За факт знакомства с Вами благодарю. И глубже и искреннее никто не будет благодарить Вас даже за годы, прожитые вместе.
Жюстен рассеянно пробежал середину письма. Б. совершил какую-то ошибку, промах, но Жюстен не совсем понял, в чем тут дело…
…Какие намерения приписываете Вы мне, утверждая, чтоя в поведении своем допустил ошибку? Не зная ничего обо мне, не зная меня… Разве я Вам говорил о своих намерениях? Вспомните – нет.
– Ага, – подумал Жюстен, – «breach of promiss»? И вдруг ему стало неприятно, что Бланш хочет женить на себе Б., а тот пытается выйти из щекотливого положения.
…А и говорил бы, Вы бы не поверили.

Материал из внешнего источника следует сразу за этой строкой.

PR #101, opened 2022-11-02
Bugfix in segmentationcomparison.

EStorvik:
When I included the possibility to have the roi as an array, an unfortunate "redefinition" of the roi led to malfunction. It is working as intended now now.

### DIFF
--- a/src/daria/analysis/segmentationcomparison.py
+++ b/src/daria/analysis/segmentationcomparison.py
@@ -163,25 +163,28 @@ class SegmentationComparison:
         # Define number of segmentations
         assert self.number_of_segmented_images == len(segmentations)
 
+        # Checks whether roi is provided and if it is as a tuple (of slices)
+        # or an array of corner points
         if "roi" in kwargs:
-            roi = kwargs["roi"]
-            if isinstance(roi, np.ndarray):
-                roi_tmp = da.bounding_box(roi)
-            elif isinstance(roi, tuple):
-                roi_tmp = roi
+            roi_input = kwargs["roi"]
+            if isinstance(roi_input, np.ndarray):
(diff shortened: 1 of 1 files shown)


EStorvik:
At the same time, I managed to get rid of some "cast" usage.

EStorvik:
Sorry, no, this is based on main, and the mypy-PR has NOT been merged. I just thought it would be a good idea when making new updates that mypy runs without complaints on those files.

jwboth:
I see, very good!

src/daria/analysis/segmentationcomparison.py
```diff
@@ -163,25 +163,27 @@ def __call__(
...
-            roi = kwargs["roi"]
-            if isinstance(roi, np.ndarray):
-                roi_tmp = da.bounding_box(roi)
-            elif isinstance(roi, tuple):
-                roi_tmp = roi
+            roi_input = kwargs["roi"]
+            if isinstance(roi_input, np.ndarray):
+                roi: tuple = da.bounding_box(roi_input)
+            elif isinstance(roi_input, tuple):
+                roi = roi_input
```
jwboth, line 173: I usually like to add some error indicating that something went wrong with the data type if someting else is provided. I am not 100% following where the kwargs come from. If they are steered from a json file, including `list` as type may be also relevant, but you know better.

jwboth (approved):

src/daria/analysis/segmentationcomparison.py
EStorvik: Good call. I made both of those changes now. I am not sure if we ever are going to steer it from a json file, but at least we can do it now.

PR #104, opened 2022-11-03
Provide simple tool to screen HSV spectrum of images in different ROIs.

jwboth:
This is a very simple util tool. Not sure whether we want to keep this or extend. That is why I did not add this to daria. So far. However, having the major renaming issue in mind, I am adding it for now.


EStorvik (approved):
I see what you mean, but I think it is ok to have it. No need to advertise for it, but its better for the users to be able to call this function rather than remake it themselves.

PR #105, opened 2022-11-08
Tracer analysis for segmented images

jwboth:
Add dedicated concentration and tracer analysis objects for segmented media. These utilize label data. The files are still under current development and will be changed. In order to facilitate a name change of the repo, the files are however added already now at an intermediate (and working) stage - they can be in part used to analyse the well test for the FluidFlower Benchmark.


EStorvik:
How careful do you want me to be here?

jwboth:
> How careful do you want me to be here?

Not at all. This class is quite divergent from the rest and if things break, it is not crucial in other places at the moment. I should also be the only one working with these classes. There will be updates in the near future. Yet, I thought, let's not wait for these before renaming.

EStorvik (approved):
Looked very superficially through it, and think it looks good!

PR #106, opened 2022-11-08
Store the curvature correcion operation to file

jwboth:
Allow caching of the curvature correction transformation to file. This is a small operation, when running an analysis once. However, on each initialization of an analysis, the transformation is recomputed. By caching, one just has to read from file. It has to be seen most as a comfort for code development than a necessary feature.

### DIFF
--- a/src/daria/corrections/shape/curvature.py
+++ b/src/daria/corrections/shape/curvature.py
@@ -68,9 +68,6 @@ class CurvatureCorrection:
                 in_meters (bool): returns True if width and height are given
                             in terms of meters. Only relevant if image
                             is provided.
-                use_cache (bool): flag controlling whether the tranformation
-                            map should be fetched from cache.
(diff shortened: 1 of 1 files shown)


src/daria/corrections/shape/curvature.py
```diff
@@ -116,6 +119,11 @@ def __init__(
 
         # Initialize cache for precomputed transformed coordinates
         self.cache = {}
+        self.use_cache = self.config.get("use_cache", False)
```
EStorvik, line 122: I guess that you have tested this, but what is happening here? it looks to me like you would need to get use_cache via the config, although you suggest above that it could be fed through the kwargs?

EStorvik (approved):
I think it is a good idea! See the one comment.

src/daria/corrections/shape/curvature.py
jwboth: You are right. Thanks!

PR #107, opened 2022-11-08
Hotfix: Specify interpolation method in resizing of label data.

jwboth:
Label data is of type integer. When simpy using resize, to enlargen the image, interpolation is used by default creating new unwanted values. By fixing the interpolation method to the crude but here correct nearest neghbor routine, no artificial values are created. This in fact loosens the need (completely most likely) to use dilation in the geometry segmentation which is the current bottleneck of the segment routine.


EStorvik (approved):
Looks great!

PR #108, opened 2022-11-08
Rename: DarSIA

EStorvik:
I tried to find every daria and rename.


EStorvik:
Yes, worked fine! I think that this is done in the git action as well, so we would have been told if it did not work here as well.

jwboth:
Great. Then I guess we are ready to merge and can rename the repo as well.

EStorvik:
Perfect! Just knocked on your door to ask you about this. Ill do it now then!

PR #109, opened 2022-11-09
Include isotropic Bregman TVD as option

jwboth:
The `BinaryConcentrationAnalysis` allowed so far merely for the use of Chambolle and anisotropic Bregman split. Now the option for using isotropic Bregman is included as well.


EStorvik (approved):
Looks good!

PR #112, opened 2022-11-11
Hotfix: Curavture correction without config

jwboth:
When initiating CurvatureCorrection with an image and without a config, obviously config is not accessible. The current code breaks as it tries to access self.config, which is not set. A fix has been added in this PR.


EStorvik (commented):
Very good, did not think of this.

jwboth:
> Very good, did not think of this.

For completeness, can you approve @EStorvik

PR #131, opened 2015-01-09
JSON Response Files And Docs

nicky-johnstone:
Moving over the global JSON response implementation from the blog project to the Qcode-tcl library.

### DIFF
--- a/doc/global-json-response.md
+++ b/doc/global-json-response.md
@@ -47,15 +47,47 @@ Usage
 -----
 
 ### [qc::validate2model]
-This procedure validates input agains the data model and modifies the `record` portion of the response accordingly.
+This procedure validates input agains the data model and modifies the `record` object of the response accordingly.
 
 ### Custom Validation Handlers
-Custom validation handlers are used to manually validate input. As such, any manual validation should also set up the `record` portion of the response with the result of validation.
+Custom validation handlers are used to manually validate input. As such, any manual validation should also set up the `record` object of the response with the result of validation.
 
 ### Request Handlers
-Request handlers will often want to redirect the client to another URL after handling the request and therefore should set up the `action` portion of the response.
+Request handlers will often want to redirect the client to another URL after handling the request and therefore should set up the `action` object of the response.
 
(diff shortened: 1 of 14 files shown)


doc/global-json-response.md
```diff
@@ -0,0 +1,97 @@
...
+
+Details on setting up the response can be found in the [API].
+
+Usage
+-----
+
+### [qc::validate2model]
+This procedure validates input against the data model and modifies the `record` object of the response accordingly.
+
+### Custom Validation Handlers
```
nicky-johnstone: I actually started somewhat briefly on doing this but stopped to evaluate.

Currently, the registration processes are only for the blog project so adding the registration documentation here doesn't make sense at the moment. I considered moving the `register` and `validate` procs over to the library with this commit but then realised that there's also more stuff that needs moving over and thought it might perhaps be best done one pull request at a time?

Here's what I've established so far that still has to be moved over from blog to the library:

* new handler registration process
* `qc::handlers` API
* new filters
* new `conn_marshal` and the related request handlers
* `cast`, `castable`, and `is` ensembles as well as the `ensemble_handler`
* file management

Should I add the registration process and documentation into this pull request or in a later one?

doc/global-json-response.md
```diff
@@ -0,0 +1,97 @@
...
+            "message": ""
+        }
+    },
+    "message": {
+        "alert": {
+            "value": "Sorry, that email or password is not recognised."
+        }
+    },
+    "action": {
+
```
bvw: +1 for url rather than value. This might need to be a separate pull request in its own right.

doc/global-json-response.md
bvw: That's fine. Smaller chunks is better so I'll merge this one.

bvw:
I think we can move all the work you mentioned into the library.

We need to think about how we upgrade projects for the new cast ensemble and merge existing casts etc.

new handler registration process
qc::handlers API
new filters
new conn_marshal and the related request handlers
cast, castable, and is ensembles as well as the ensemble_handler
file management

PR #132, opened 2015-01-13
Safe HTML Error Report

nicky-johnstone:
* Utilities added for reporting unsafe HTML in some given text.
* Bugfix: `class` added as a safe attribute [but with restrictions in place] (https://github.com/qcode-software/qcode-tcl/blob/3c47be0423d3b1e2f6124464ba82875c0281f946/tcl/html.tcl#L445L450).
* `html2tcl` added from blog project.


tcl/html2tcl.tcl
```diff
@@ -0,0 +1,85 @@
...
+        return "<$tag_name [join $attributes]/>"
+    } elseif { [llength $attributes]==0 } {
+	return "<$tag_name>"
+    } else {
+	return "<$tag_name [join $attributes]>"
+    }
+}
+
+proc qc::h {tag_name args} {
+    #| Generate an html node
```
nicky-johnstone: I've noticed that `h` and the helper `h_tag` provide similar functionality to `qc::html` although not exactly the same implementation.

These have been moved over straight from the blog project so are in this file. Would they be best moved into `html.tcl`?

tcl/html.tcl
```diff
@@ -536,6 +538,114 @@ proc qc::safe_attributes_check {node} {
     return true
 }
 
+
+proc qc::html_error_report {text} {
```
bvw: Are these the best names for these procs ?

tcl/html2tcl.tcl
bvw: yes and I think we will drop qc::html and qc::html_tag from qcode-tcl-6 or at least deprecate.

tcl/html.tcl
nicky-johnstone: Was considering prefixing with `safe` to recognise association with a safe_html data type.

Some ideas: 

* safe_html_error_report
* safe_html_violations
* safe_html_errors
* safe_html_report

bvw: yes that sounds much better :+1:

nicky-johnstone:
Updated

tcl/html.tcl
```diff
@@ -37,11 +39,13 @@ proc qc::html2pdf { args } {
 }
 
 proc qc::html {tagName nodeValue args} {
+    #| Deprecated - use qc::h instead.
```
bvw: if there is a docs/proc this should also be marked as deprecated please.

tcl/html.tcl
```diff
@@ -60,6 +64,46 @@ proc qc::html_tag { tagName args } {
     }
 }
 
+proc qc::h_tag { tag_name args } {
```
bvw: is there any documentation for this proc ?

bvw: actually prob only need it for qc::h

nicky-johnstone: Yeah, I think that's the case.

These were pulled over from mla-www and I can't find any documentation. I'll add docs for `qc::h`.

nicky-johnstone:
Marked relevant docs as deprecated and added docs for `h` and `h_tag`

PR #139, opened 2015-01-14
Code migration from blog

nicky-johnstone:


tcl/register.tcl
```diff
@@ -0,0 +1,71 @@
+namespace eval qc {
+    namespace export register validate
+}
+
+proc register {method path proc_args proc_body} {
```
bvw: proc qc::register

nicky-johnstone:
Updated.

PR #143, opened 2015-01-16
Cast, Castable, Is additions and documentation.

nicky-johnstone:
* qc::cast decimal now accounts for precision and scale arguments to closer match PSQL data type.
* Various qc::is_x qc::cast_x and qc::is_x_castable moved to appropriate ensembles and originals marked as deprecated.
* Documentation for qc::is procs.

### DIFF
--- a/tcl/cast.tcl
+++ b/tcl/cast.tcl
@@ -586,15 +586,48 @@ namespace eval qc::cast {
         return $string
     }
 
-    proc decimal {string {precision ""}} {
-        #| Try to cast given string into a decimal value
+    proc decimal {args} {
+        #| Try to cast given string into a decimal value with the given precision and/or scale if present.
+        qc::args $args -precision ? -scale ? -- string
         set original $string
         set string [string map {, {} % {}} $string]
         if { [string is double -strict $string] } {
-            if { [string is integer -strict $precision] } {
-                return [qc::round $string $precision]
-            } else {
+            if { ! [info exists scale] && ! [info exists precision] } {
+                # Scale and precision not given.
                 return $string
+            } elseif { [info exists scale] && ! [info exists precision] } {
+                # Scale given but not precision.
+                if { [string is integer -strict $scale] && $scale >= 0} {
+                    return [qc::round $string $scale]
+                } else {
+                    return -code error -errorcode CAST "The scale must be a non-negative integer."
+                }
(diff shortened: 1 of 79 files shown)


daniel-qcode:
@nicky-johnstone 

Can you also audit tcl tests for places qc::is_* procs are used and change the code to use the new ensembles ?

nicky-johnstone:
Will do, yep.

nicky-johnstone:
The only places in tests taht any `qc::is` procs are used are in `is.test` and `cast.test` - the latter holding tests for `qc::is_period`.

Should the tests within `is.test` be updated to reflect the new ensemble usage or should they be left as they are and new tests added for the ensemble procs?

daniel-qcode:
@bvw 
Should the deprecated procs be changed to call the corresponding is ensemble ?

```
qc::is_uri_valid {uri} {
    return [qc::is uri $uri]
}
```

That way the code is centrailsed or should we keep deprecated procs with their own version of the code ?

bvw:
Yes we will move to the ensemble style syntax and deprecate the other style.

tcl/cast.tcl
```diff
@@ -688,4 +665,280 @@ namespace eval qc::cast {
             return -code error -errorcode CAST "Can't cast \"[qc::trunc $text 100]...\": not safe markdown."
         }
     }
+
+    proc values2model {args} {
```
bvw: I think this proc breaks the mould and should be 
qc::cast_values2model

nicky-johnstone:
On [another branch](https://github.com/qcode-software/qcode-tcl/compare/cast-castable-is-additions...update-is-calls) I'm updating any calls to `qc::is_x` to use the ensemble equivalent `qc::is x` including tests to be merged into this branch.

For the most part these are straightforward changes however there is a particular case where `checks`/`check` will probably fail: `varchar`.

The arguments for the old version: `qc::is_varchar string length` whereas the ensemble version has them switched around `qc::is varchar length string`. The reason being that the unknown subcommand handler for ensembles requires it to be this way due to how it passes back arguments to call the resolved subcommand.

I'm not sure of the changes required to `qc::check` to solve this problem.

Another change to `qc::check` that I'm unsure of is the [elseif clause on line 70](https://github.com/qcode-software/qcode-tcl/blob/e0d37b4c652e6b750e86b9215054d405d59209ce/tcl/check.tcl#L70)

PR #148, opened 2015-01-16
dont accept header values with ; but no parameters

davidqc:


bvw:
Could you please also submit a patch for branch qcode-tcl-5

PR #151, opened 2015-01-19
commit for discussion

daniel-qcode:


bvw:
Could we include this change in master too please.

Для нас с Вами это было бы просто смешно. Достаточно я утончен и культурен и даже, если угодно, развращен и пресыщен для любой экстравагантности. Нас обоих не ограничивают ни принципы патриархальности, ни какой бы то пи было примитивный закон.
Вы относитесь ко мне «никак» не потому, что меня не знаете, а потому, что не сумели достаточно быстро подыскать то отношение, которое следует ко мне применить. Позвольте же задним числом подсказать Вам ненайденное решение.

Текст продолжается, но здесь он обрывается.